:: Problem to work on ::
Give a count of the lines below that have the string "experimentId" in them, with no other words.

Source data:
# # # # #

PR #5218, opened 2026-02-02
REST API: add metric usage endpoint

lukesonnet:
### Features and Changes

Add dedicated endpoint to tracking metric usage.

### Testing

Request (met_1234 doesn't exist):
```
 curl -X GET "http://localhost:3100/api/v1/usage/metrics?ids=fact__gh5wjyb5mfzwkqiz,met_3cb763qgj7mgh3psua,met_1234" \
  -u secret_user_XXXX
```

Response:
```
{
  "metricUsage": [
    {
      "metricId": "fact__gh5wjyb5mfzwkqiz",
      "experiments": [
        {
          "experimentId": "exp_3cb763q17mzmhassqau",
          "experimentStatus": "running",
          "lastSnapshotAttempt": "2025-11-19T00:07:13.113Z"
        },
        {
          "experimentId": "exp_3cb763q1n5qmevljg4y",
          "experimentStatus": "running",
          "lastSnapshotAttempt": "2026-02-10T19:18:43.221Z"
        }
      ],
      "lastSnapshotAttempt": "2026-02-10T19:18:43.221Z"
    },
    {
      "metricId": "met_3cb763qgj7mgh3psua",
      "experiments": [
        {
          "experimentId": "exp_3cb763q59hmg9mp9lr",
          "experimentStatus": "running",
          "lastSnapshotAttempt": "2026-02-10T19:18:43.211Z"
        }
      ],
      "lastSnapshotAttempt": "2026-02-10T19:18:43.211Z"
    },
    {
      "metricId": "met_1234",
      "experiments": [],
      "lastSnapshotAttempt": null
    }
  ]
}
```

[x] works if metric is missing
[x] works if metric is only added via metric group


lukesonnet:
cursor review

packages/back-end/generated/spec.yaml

# # # # #

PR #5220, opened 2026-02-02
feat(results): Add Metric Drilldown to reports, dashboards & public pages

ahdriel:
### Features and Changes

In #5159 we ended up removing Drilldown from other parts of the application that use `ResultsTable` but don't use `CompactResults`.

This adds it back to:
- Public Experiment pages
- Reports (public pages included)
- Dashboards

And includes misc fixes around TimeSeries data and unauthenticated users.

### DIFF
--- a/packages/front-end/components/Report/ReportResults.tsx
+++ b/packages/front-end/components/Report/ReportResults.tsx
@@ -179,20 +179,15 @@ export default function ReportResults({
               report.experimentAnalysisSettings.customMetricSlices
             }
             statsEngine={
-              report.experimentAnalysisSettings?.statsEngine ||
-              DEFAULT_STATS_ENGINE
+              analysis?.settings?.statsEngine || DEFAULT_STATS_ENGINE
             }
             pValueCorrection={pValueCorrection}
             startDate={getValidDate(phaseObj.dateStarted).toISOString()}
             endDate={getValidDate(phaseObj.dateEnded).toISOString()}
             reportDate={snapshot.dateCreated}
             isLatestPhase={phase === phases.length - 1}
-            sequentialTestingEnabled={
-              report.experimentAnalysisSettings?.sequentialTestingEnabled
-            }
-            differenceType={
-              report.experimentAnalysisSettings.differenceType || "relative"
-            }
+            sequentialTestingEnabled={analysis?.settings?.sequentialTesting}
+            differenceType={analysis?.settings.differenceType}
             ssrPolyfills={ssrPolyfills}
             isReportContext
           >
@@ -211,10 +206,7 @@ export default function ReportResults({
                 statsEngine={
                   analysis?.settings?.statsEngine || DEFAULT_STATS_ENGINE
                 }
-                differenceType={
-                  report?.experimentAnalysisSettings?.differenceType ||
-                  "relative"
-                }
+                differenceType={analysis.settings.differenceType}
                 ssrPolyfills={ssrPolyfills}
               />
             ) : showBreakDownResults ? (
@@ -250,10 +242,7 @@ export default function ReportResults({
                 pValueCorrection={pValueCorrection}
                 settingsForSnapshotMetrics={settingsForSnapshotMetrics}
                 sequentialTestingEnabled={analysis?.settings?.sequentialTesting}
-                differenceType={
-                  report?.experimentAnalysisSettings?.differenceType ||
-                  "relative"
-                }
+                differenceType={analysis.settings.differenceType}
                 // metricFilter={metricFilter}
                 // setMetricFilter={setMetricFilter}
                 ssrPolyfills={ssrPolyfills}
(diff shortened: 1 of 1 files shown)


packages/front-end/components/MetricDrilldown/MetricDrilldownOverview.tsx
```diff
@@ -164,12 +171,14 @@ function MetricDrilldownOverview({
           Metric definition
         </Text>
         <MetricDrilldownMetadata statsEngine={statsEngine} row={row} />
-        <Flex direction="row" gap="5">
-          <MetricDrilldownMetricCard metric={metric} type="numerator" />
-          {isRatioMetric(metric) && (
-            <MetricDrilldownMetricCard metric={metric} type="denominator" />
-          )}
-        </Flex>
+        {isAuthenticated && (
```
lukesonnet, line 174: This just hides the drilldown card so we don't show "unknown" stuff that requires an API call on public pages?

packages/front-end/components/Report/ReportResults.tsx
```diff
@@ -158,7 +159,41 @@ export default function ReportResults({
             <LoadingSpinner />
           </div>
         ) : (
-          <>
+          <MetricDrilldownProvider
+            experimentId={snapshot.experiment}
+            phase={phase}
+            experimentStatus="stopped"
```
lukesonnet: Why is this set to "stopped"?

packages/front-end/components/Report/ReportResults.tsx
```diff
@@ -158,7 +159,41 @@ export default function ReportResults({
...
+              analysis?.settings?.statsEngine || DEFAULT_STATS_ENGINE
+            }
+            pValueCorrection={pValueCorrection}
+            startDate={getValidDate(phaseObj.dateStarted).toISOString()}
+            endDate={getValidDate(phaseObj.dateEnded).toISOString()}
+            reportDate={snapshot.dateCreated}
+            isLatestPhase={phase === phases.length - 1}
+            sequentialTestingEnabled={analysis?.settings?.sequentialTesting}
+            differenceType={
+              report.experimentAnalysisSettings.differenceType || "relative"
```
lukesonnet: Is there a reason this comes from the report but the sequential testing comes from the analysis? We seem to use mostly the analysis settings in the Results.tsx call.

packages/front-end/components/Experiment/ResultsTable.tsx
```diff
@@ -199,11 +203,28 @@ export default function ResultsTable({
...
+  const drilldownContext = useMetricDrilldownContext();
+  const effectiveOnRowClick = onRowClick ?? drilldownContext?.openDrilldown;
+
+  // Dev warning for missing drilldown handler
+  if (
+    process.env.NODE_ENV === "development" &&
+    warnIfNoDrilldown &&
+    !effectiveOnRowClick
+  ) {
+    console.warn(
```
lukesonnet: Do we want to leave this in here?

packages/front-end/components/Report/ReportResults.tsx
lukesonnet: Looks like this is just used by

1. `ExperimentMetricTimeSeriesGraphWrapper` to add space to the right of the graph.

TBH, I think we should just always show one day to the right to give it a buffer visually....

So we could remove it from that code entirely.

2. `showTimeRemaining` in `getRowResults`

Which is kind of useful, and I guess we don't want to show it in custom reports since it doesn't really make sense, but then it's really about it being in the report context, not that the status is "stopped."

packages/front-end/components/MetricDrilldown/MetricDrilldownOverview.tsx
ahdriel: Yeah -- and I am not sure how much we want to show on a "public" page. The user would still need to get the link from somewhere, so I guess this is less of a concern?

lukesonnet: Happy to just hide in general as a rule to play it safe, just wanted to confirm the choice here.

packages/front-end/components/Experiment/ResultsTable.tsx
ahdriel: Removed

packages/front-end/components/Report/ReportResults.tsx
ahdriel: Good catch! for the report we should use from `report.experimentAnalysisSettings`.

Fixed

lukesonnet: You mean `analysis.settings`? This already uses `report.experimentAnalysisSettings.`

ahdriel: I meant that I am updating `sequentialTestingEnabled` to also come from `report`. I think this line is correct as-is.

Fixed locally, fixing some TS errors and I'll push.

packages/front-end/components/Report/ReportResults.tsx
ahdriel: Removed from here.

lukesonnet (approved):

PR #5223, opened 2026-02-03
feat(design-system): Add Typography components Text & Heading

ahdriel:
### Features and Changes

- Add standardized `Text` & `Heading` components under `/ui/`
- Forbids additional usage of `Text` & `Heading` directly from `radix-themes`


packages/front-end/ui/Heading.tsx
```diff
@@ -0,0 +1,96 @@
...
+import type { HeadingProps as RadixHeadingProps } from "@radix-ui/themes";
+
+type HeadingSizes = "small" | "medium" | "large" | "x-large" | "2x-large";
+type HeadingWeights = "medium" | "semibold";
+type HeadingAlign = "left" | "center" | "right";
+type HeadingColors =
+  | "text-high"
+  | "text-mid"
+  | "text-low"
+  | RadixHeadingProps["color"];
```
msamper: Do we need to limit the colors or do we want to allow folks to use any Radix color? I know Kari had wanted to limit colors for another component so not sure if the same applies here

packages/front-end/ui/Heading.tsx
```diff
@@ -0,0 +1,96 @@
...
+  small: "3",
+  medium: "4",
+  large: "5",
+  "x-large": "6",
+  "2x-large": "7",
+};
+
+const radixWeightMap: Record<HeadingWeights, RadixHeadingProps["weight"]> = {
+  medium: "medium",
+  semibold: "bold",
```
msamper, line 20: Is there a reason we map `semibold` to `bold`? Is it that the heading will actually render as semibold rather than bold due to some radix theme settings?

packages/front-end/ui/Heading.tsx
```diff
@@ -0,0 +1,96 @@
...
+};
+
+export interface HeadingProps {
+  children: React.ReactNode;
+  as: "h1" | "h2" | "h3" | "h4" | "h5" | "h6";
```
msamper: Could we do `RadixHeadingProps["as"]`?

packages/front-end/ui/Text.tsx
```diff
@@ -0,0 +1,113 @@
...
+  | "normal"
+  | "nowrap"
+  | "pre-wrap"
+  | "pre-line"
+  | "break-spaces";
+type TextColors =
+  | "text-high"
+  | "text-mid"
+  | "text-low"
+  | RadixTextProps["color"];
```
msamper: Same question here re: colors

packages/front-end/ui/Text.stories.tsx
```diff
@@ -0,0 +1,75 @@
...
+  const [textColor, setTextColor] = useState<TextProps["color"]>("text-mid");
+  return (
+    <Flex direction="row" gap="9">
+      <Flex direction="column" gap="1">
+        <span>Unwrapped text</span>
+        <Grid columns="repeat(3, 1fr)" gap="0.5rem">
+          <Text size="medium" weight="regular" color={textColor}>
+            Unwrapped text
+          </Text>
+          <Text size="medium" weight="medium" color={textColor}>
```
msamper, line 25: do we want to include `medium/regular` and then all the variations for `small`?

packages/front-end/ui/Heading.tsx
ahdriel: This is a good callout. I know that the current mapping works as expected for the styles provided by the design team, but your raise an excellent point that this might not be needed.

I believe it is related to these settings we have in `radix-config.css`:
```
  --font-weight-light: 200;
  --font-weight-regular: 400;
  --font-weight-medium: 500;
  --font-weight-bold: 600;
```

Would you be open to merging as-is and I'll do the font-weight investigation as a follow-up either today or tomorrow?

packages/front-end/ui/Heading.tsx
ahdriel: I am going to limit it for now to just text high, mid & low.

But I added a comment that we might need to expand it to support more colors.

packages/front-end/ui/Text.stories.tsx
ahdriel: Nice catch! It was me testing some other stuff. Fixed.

# # # # #

:: Exercise response ::
4